Required work - Give again the line that contains "users: Joi.array()" and every line after it to the end of the records. Keep them exactly as they are and add nothing.

Input data -
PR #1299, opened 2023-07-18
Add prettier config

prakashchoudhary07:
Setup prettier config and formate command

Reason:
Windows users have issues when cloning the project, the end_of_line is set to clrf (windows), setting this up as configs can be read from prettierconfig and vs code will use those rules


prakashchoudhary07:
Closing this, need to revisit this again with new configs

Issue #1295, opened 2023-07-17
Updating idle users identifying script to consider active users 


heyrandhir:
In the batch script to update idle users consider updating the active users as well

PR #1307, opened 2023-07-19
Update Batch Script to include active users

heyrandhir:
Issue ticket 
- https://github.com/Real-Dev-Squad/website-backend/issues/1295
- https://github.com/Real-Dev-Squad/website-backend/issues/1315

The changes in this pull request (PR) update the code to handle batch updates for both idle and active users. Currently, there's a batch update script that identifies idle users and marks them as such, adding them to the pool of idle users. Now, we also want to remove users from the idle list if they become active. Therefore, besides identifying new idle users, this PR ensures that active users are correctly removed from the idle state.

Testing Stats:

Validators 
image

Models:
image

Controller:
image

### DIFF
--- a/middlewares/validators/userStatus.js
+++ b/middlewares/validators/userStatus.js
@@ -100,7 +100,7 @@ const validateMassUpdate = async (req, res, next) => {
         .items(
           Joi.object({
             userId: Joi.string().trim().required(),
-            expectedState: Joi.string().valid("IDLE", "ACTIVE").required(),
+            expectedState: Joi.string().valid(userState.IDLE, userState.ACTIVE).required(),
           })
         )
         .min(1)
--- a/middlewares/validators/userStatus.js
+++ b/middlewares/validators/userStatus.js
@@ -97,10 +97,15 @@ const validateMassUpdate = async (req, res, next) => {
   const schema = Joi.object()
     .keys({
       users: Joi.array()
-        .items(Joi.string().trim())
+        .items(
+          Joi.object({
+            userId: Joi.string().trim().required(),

Solution to this problem -
       users: Joi.array()
-        .items(Joi.string().trim())
+        .items(
+          Joi.object({
+            userId: Joi.string().trim().required(),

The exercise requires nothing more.